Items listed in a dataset
* * *

PR #239, opened 2022-04-19
[PF-1601] Downgrade kubernetes client via TCL

zloery:
The latest kubernetes client version is causing problems with the currently deployed kubernetes clusters, causing RBS to crashloop. This seems to be fixed by downgrading to 14.0.0, which is still late enough to have the security fixes that drove this update in the first place.

I tested this via developer environment, where it works as expected.


jmczerk (approved):

buffer-clienttests/build.gradle
```diff
@@ -20,7 +20,7 @@ dependencies {
         guava = "31.1-jre"
         jackson = "2.13.2"
         jersey = "2.35"
-        kubernetesClient = "15.0.0"
+        kubernetesClient = "14.0.0"
```
jaycarlton, line 23: Have you contacted the Kubernetes folks about the issue?

jaycarlton (approved):

PR #247, opened 2022-08-12
[PF-1539] Update JDK version to 17

dexamundsen:
- RBS (server only) Update JDK version to 17
- The client remains in version 11, and will be updated separately
- Update github workflows: skip tests when there are changes only in .md files
- Create and use a helper function to consistently use Millisecond precision for timestamps (change made to avoid issues with nanoS used by JDK 17 and MicroS used by postgres DB)

Ref - https://github.com/DataBiosphere/terra-workspace-manager/pull/644


Qi77Qi (approved):
👍

.java-version
```diff
@@ -1 +1 @@
-11.0
+17.0.4
```
ddietterich, line 1: I am curious about this. IIUC, this is a `jenv` artifact that will only work if the user has that tool installed. Is that right?

The consequence I have seen for me is that if I want to work on RBS, I would have to either install 17.0.4 or delete the file and set it to 17.0.2.

WSM does not have this set and for every new clone I make, I always have to set the project to 17. I wonder if we can find the recipe to get the JDK requirement setup without locking the version number.

ddietterich (approved):
LGTM - one question I'd be interested in understanding, but not blocking for the PR

.java-version
dexamundsen: Yes to both - with this file added, the user has to ensure the exact version is installed locally prior to any local development (updated this value in the existing file)

Removing it, as suggested and in line with WSM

* * *

→ Task instructions
Gather each line in the data that holds the string "updated".

→ Response
- The client remains in version 11, and will be updated separately
dexamundsen: Yes to both - with this file added, the user has to ensure the exact version is installed locally prior to any local development (updated this value in the existing file)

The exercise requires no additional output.